***** Given records
Issue #728, opened 2021-03-23
ActivityImageUtils.getScaledScreenshot crash


matteinn:
Hi!
I'm noticing some crashes on the 5.8.7 android sdk, mainly on Android 8 devices.

`Fatal Exception: java.lang.IllegalArgumentException
width and height must be > 0

com.mixpanel.android.util.ActivityImageUtils.getScaledScreenshot (ActivityImageUtils.java:16)`

Possibly related to https://github.com/mixpanel/mixpanel-android/issues/711

zihejia:
hi @matteinn , sorry for the inconvenience and thanks for providing the PR. I will do a patch release for this.

PR #729, opened 2021-03-24
Crash prevention on getScaledScreenshot when rootView is not measured yet

matteinn:
Fixes https://github.com/mixpanel/mixpanel-android/issues/728

Updated `ActivityImageUtils.getScaledScreenshot(...)` method like this:
- Added a check on `rootView` width and height attributes to perform an early exit in case that view is not measured yet
- Replaced the "// May return null." comment with a proper @Nullable annotation so that the compiler will warn about improper nullability handling
- Added a more explicit comment with reasons why this method may return `null`


zihejia (approved):
Thank you for providing this PR.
**********
Aim of the task
Print the line containing "- Added a check", then every line after it through the last line of the records, each exactly as written; nothing else belongs in the answer.

Response to the exercise
- Added a check on `rootView` width and height attributes to perform an early exit in case that view is not measured yet
- Replaced the "// May return null." comment with a proper @Nullable annotation so that the compiler will warn about improper nullability handling
- Added a more explicit comment with reasons why this method may return `null`


zihejia (approved):
Thank you for providing this PR.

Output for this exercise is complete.